Buzek mówił o wzroście nastrojów populistycznych i antyeuropejskich w UE, podkreślając, że zadaniem polskiej prezydencji będzie "odwrócenie tego niekorzystnego trendu". Szef PE zaznaczył, że Polska jest dziś w UE synonimem pozytywnej energii, entuzjazmu i wiary w przyszłość. "To wielki kapitał na start prezydencji" - ocenił Buzek. Dodał, że w Brukseli dostrzega się tę polską siłę i ważnym zadaniem naszego kraju będzie zmiana nastroju w Unii.
Polska prezydencja - według deklaracji szefa węgierskiego parlamentu Laszlo Koevera - może też liczyć na "wszelkie możliwe wsparcie od Węgier".

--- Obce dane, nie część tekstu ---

PR #22971, opened 2022-01-31
Documentation cleanup 5

oscargus:

Primarily LaTeX:ifying stuff, but some general fixes as well.

#### Release Notes

NO ENTRY

### DIFF
--- a/sympy/stats/joint_rv_types.py
+++ b/sympy/stats/joint_rv_types.py
@@ -97,14 +97,14 @@ class JointDistributionHandmade(JointDistribution):
 
 def JointRV(symbol, pdf, _set=None):
     """
-    Create a Joint Random Variable where each of its component is conitinuous,
+    Create a Joint Random Variable where each of its component is continuous,
     given the following:
 
     -- a symbol
     -- a PDF in terms of indexed symbols of the symbol given
     as the first argument
 
-    NOTE: As of now, the set for each component for a `JointRV` is
+    NOTE: As of now, the set for each component for a ``JointRV`` is
     equal to the set of all integers, which cannot be changed.
 
     Examples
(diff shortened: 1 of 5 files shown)


sympy/stats/joint_rv_types.py
```diff
@@ -713,9 +713,9 @@ def GeneralizedMultivariateLogGamma(syms, delta, v, lamda, mu):
     ====
 
     If the GeneralizedMultivariateLogGamma is too long to type use,
-    `from sympy.stats.joint_rv_types import GeneralizedMultivariateLogGamma as GMVLG`
+    ``from sympy.stats.joint_rv_types import GeneralizedMultivariateLogGamma as GMVLG``
```
ThePauliPrinciple, line 716: Is this instruction really needed? Users can import it as any name as far as I am concerned.

ThePauliPrinciple:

"Polak Węgier dwa bratanki, oba zuchy, oba żwawi, niech im Pan Bóg błogosławi" - mówił Koever przywołując znane przysłowie. Odnosząc się do przejęcia przez Polskę prezydencji podkreślał: "Jest to dzień ważny nie tylko dla naszych krajów, lecz także dla całej Europy Środkowej, bowiem od czasu transformacji ustrojowej w naszych krajach i akcesji do Unii Europejskiej po raz pierwszy ma miejsce objęcie rotacyjnej prezydencji kolejno, jeden po drugim, przez dwa kraje środkowoeuropejskie".
Jak dodał, Polska i Węgry "to kraje, których kontakty przez tysiąc lat charakteryzowała solidarność i odpowiedzialna przyjaźń".